* **Exercise requirements**
In the listing below, repeat exactly every line from the first through the line containing "the component level", with nothing else.
--- Data for processing Enclosed Below ---
PR #2760, opened 2023-02-02
Refactor lineup hooks

sliptype:
### Description

* Refactor `useOfflineCollectionLineup` and `useOfflineFavoritesLineup` into `useCollectionLineup` and `useFavoritesLineup` at the component level
* Still passing in the function the fetch the data from remote because we need it in TracksTab to handle all the pagination
   Might make sense to push all the pagination and filter logic into `useFavoritesLineup` but wanted to keep this pr fairly small. @dylanjeffers what do you think about this?

### Dragons

relatively safe

### How Has This Been Tested?

### Feature Flags ###

### DIFF
--- a/packages/mobile/src/screens/collection-screen/useCollectionLineup.ts
+++ b/packages/mobile/src/screens/collection-screen/useCollectionLineup.ts
@@ -1,0 +1,114 @@
+import { useCallback } from 'react'
+
+import type { SmartCollectionVariant } from '@audius/common'
+import {
+  useProxySelector,
+  Kind,
+  makeUid,
+  cacheActions,
+  cacheCollectionsSelectors,
+  collectionPageLineupActions,
+  collectionPageSelectors,
+  lineupSelectors,
+  reachabilitySelectors
+} from '@audius/common'
+import moment from 'moment'
+import { useDispatch, useSelector } from 'react-redux'
+
+import { useIsOfflineModeEnabled } from 'app/hooks/useIsOfflineModeEnabled'
+import { useReachabilityEffect } from 'app/hooks/useReachabilityEffect'
+import { store } from 'app/store'
+import { getOfflineTracks } from 'app/store/offline-downloads/selectors'
+
+const { getCollection } = cacheCollectionsSelectors
+const { getCollectionTracksLineup } = collectionPageSelectors
+const { makeGetTableMetadatas } = lineupSelectors
+const { getIsReachable } = reachabilitySelectors
+
+const getTracksLineup = makeGetTableMetadatas(getCollectionTracksLineup)
+
+/**
+ * Returns a collection lineup, supports boths online and offline
+ * @param collectionId the numeric collection id
+ */
+export const useCollectionLineup = (
+  collectionId: number | SmartCollectionVariant | null,
+  fetchLineup: () => void
+) => {
+  const dispatch = useDispatch()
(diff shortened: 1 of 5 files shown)


packages/mobile/src/screens/collection-screen/useCollectionLineup.ts
```diff
@@ -0,0 +1,114 @@
...
+) => {
+  const dispatch = useDispatch()
+  const isOfflineModeEnabled = useIsOfflineModeEnabled()
+  const offlineTracks = useSelector(getOfflineTracks)
+  const isReachable = useSelector(getIsReachable)
+  const collection = useSelector((state) => {
+    return getCollection(state, { id: collectionId as number })
+  })
+  const collectionTracks = useSelector(getCollectionTracksLineup)
+  const collectionTrackUidMap = collectionTracks.entries.reduce(
```
dylanjeffers, line 46: would it be more performant to make the trackUidMap in the useSelector? maybe need an equality check there or somethnig?

packages/mobile/src/screens/favorites-screen/TracksTab.tsx
```diff
@@ -90,27 +89,25 @@ export const TracksTab = () => {
...
-      fetchSavesOnline()
+      fetchSaves()
     }
-  }, [isReachable, fetchSavesOnline])
+  }, [isReachable, fetchSaves])
 
-  const savedTrackUids: string[] = useSelector((state) => {
-    return getSavedTracksLineup(state).entries.map(({ uid }) => uid)
-  }, isEqual)
+  const { entries } = useFavoritesLineup(fetchSaves)
```
dylanjeffers, line 109: so if im understanding, the fetchSaves whether called in this method or above will ultimately update the entries we select and return in this hook? makes sense but yeah a bit annoying we have to do a `useEffect` here as well. so could we potentially just rerun the `fetchSaves` call in the `useFavoritesLineup` when fetchSaves itself is a new function? maybe that's even more complicated. tldr im fine with this, but just asking qs

dylanjeffers (approved):
i like these improvements a lot. given the track-list fetch function with the useEffect, all good not adding it into the hook itself for now

packages/mobile/src/screens/collection-screen/useCollectionLineup.ts
sliptype: Yeah probably, this isn't causing rerenders but probably expensive to compute on every render

packages/mobile/src/screens/favorites-screen/TracksTab.tsx
sliptype: Yeah that's the path I was going down but it means pulling all the pagination and filtering into the hook as well. So then the hook would accept the filterValue, and return the lineup along with a fetchMore function

sliptype: Otherwise there would still be a fetchMoreSaves in the component, so the fetch logic would be split into two places

sliptype: Rerunning fetchSaves when it changes becomes complicated bc we usually only want to run it on reachability change. I think passing in filterValue and moving all the pagination and filtering into the hook would be cleaner. I'll think on it some more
--- End of Enclosed Data for processing ---
* **Task answer**
PR #2760, opened 2023-02-02
Refactor lineup hooks

sliptype:
### Description

* Refactor `useOfflineCollectionLineup` and `useOfflineFavoritesLineup` into `useCollectionLineup` and `useFavoritesLineup` at the component level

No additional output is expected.